Irinotecan is a prodrug used in the treatment of many solid tumours, including colorectal, pancreatic, and lung cancer. Irinotecan is metabolized into its active compound SN-38, which inhibits the enzyme topoisomerase-1, involved in DNA replication. This active metabolite is inactivated after glucoronidation, mainly performed by UGT1A1.  High exposure to SN-38 can result in neutropenia and gastrointestinal toxicity. The decreased activity of UGT1A1 in UGT1A1*28 individuals  has been found to increase exposure to the active compound and toxicity. For UGT1A1*6, this relationship is more controversial, with some studies finding it can predict irinotecan toxicity while others don't. Previous prospective studies for assessing the adequate dose of irinotecan in Asians have supported the usage of lower doses in patients with both of UGT1A1*28 and UGT1A1*6. The results from these and other pharmacogenomics studies have been translated into clinical guidelines from organizations in USA, Canada, France, The Netherlands, and Europe. All of these institutions recommend a dose reduction in UGT1A1*28 patients.

== Challenges ==
One of the biggest challenges in using pharmacogenomics to study cancer is the difficulty in conducting studies in humans. Drugs used for chemotherapy are too toxic to give to healthy individuals, which makes it difficult to perform genetic studies between related individuals. Furthermore, some mutations occur at high frequencies, whereas others occur at very low frequencies, so there is often a need to screen a large number of patients in order to identify those with a particular genetic marker. And, although genomic-driven analyses is effective for stratifying patients and identifying possible treatment options, it is often difficult for laboratories to get reimbursed for these genomic sequencing tests. Thus, tracking clinical outcomes for patients whom undergo sequencing is key to demonstrating both the clinical utility and cost-effectiveness of pharmacogenomics within cancer.

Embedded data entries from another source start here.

PR #119, opened 2018-11-24
Rmcreyes/#73 user create handler

### LINKED ISSUE #73: Add slack_event handler for when user joins Slack and add User create handler
Add functionality such that a user is created and store to database when they first join Slack

rmcreyes:
# Pull Request

## Description

Added a method in `Core` that is meant to be called during the `team_join` event. Has not been called yet in `server.py`.

## Testing

N/A

## Ticket(s)

Closes #73 

### DIFF
--- a/command/core.py
+++ b/command/core.py
@@ -35,11 +35,10 @@ class Core:
         """Handle the event of a new user joining the workspace."""
         new_user_id = event_data["event"]["user"]["id"]
         new_user = User(new_user_id)
-        stored = self.__facade.store_user(new_user)
-        if stored:
-            welcome = 'Welcome to Lauchpad!'
-            try:
-                self.__bot.send_dm(welcome, new_user_id)
-                return True
-            except SlackAPIError:
-                return False
+        self.__facade.store_user(new_user)
+        welcome = 'Welcome to Lauchpad!'
+        try:
+            self.__bot.send_dm(welcome, new_user_id)
+            return True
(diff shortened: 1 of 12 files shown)


command/core.py
```diff
@@ -28,3 +30,15 @@ def handle_app_mention(self, event_data):
                 return 1
             except KeyError:
                 return -1
+
+    def handle_member_join(self, event_data):
```
rwblickhan: In the future we will want to refactor this into an `Event` class a la the `Command` classes. For now we can go ahead and merge this - this seems like most of the business logic we'll want.

command/core.py
```diff
@@ -28,3 +30,15 @@ def handle_app_mention(self, event_data):
...
+        """Handle the event of a new user joining the workspace."""
+        new_user_id = event_data["event"]["user"]["id"]
+        new_user = User(new_user_id)
+        self.__facade.store_user(new_user)
+        welcome = 'Welcome to Lauchpad!'
+        try:
+            self.__bot.send_dm(welcome, new_user_id)
+            return True
```
rwblickhan: A small thing - for the other handlers it looks like you used 1 and -1, but here it's using `True` and `False`. We should probably be consistent, though I also know we have #68 to get rid of these anyway.

rwblickhan:
@rmcreyes Can you create a ticket to add a Slack event handler that calls this?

Another challenge is that cancer patients are often treated with different combinations and dosages of drugs, so finding a large sample of patients that have been treated the same way is rare. So, studying the pharmacogenomics of a specific drug of interest is difficult, and, because additional identical trials may not be feasible, it can be difficult to replicate discoveries.

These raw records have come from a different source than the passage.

PR #124, opened 2018-11-24
Make servers work again

### LINKED ISSUE #122: Core Factory for Core initialization
Right now the server isn't working correctly. We need to initialize `Core` class. So let's make a class/function that does such a thing!

cheukyin699:
# Pull Request

## Description

Add a factory to help initialize `Core` for the server (because imports are the devil in `server/server.py`). Also adds documentation for it and `Bot` (because I forgot it last time I did docs for some odd and inexplicable reason).

## Ticket(s)

Closes #122 .

### DIFF
--- a/factory/__init__.py
+++ b/factory/__init__.py
@@ -8,7 +8,7 @@ import os
 
 def make_core():
     """
-    Initializes and returns a :class:`command.core.Core` object.
+    Initialize and returns a :class:`command.core.Core` object.
 
     Requires that environmental variable ``SLACK_API_TOKEN`` to be set. Please
     set it to be the slack API token.
--- a/factory/__init__.py
+++ b/factory/__init__.py
@@ -1,0 +1,21 @@
+"""All necessary class initializations."""
+from db.facade import DBFacade
+from db.dynamodb import DynamoDB
+from command.core import Core
+from slackclient import SlackClient
+import os
+
+
+def make_core():
+    """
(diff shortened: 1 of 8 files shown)


factory/__init__.py
```diff
@@ -0,0 +1,21 @@
...
+def make_core():
+    """
+    Initialize and returns a :class:`command.core.Core` object.
+
+    Requires that environmental variable ``SLACK_API_TOKEN`` to be set. Please
+    set it to be the slack API token.
+
+    :return: a new ``Core`` object, freshly initialized
+    """
+    slack_token = os.environ['SLACK_API_TOKEN']
```
rwblickhan: We may want to consider starting to put some of these into a config file, instead of stuffing them all in env vars - that wouldn't have to be in this PR (unless you want to do it...) but I think this would be the place to read everything from the config.

factory/__init__.py
```diff
@@ -0,0 +1,21 @@
...
+from command.core import Core
+from slackclient import SlackClient
+import os
+
+
+def make_core():
+    """
+    Initialize and returns a :class:`command.core.Core` object.
+
+    Requires that environmental variable ``SLACK_API_TOKEN`` to be set. Please
```
rwblickhan: `DynamoDb` also requires an environment variable to be read, right? That should be noted here, and we might want to consider making that explicit - as in, pass in the value of that environment variable into the DynamoDb constructor. (Thoughts, anyone?)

Furthermore, studies have shown that drug efficacy and toxicity are likely multigenic traits. Since pathways contain multiple genes, various combinations of driver mutations could promote tumour progression. This can make it difficult to distinguish between functional driver mutations versus random, nonfunctional mutations.

== Future ==
With new tools and technologies continuing to develop, there are growing opportunities to analyze cancer at the single-cell level. Corresponding approaches with whole-genome sequencing can also be applied to single-cell sequences and analyses. This level of pharmacogenomics has implications in personalized medicine, as single-cell RNA sequencing and genotyping can characterize subclones of the same tumour, and lead to the identification therapy-resistant cells, as well as their corresponding pathways.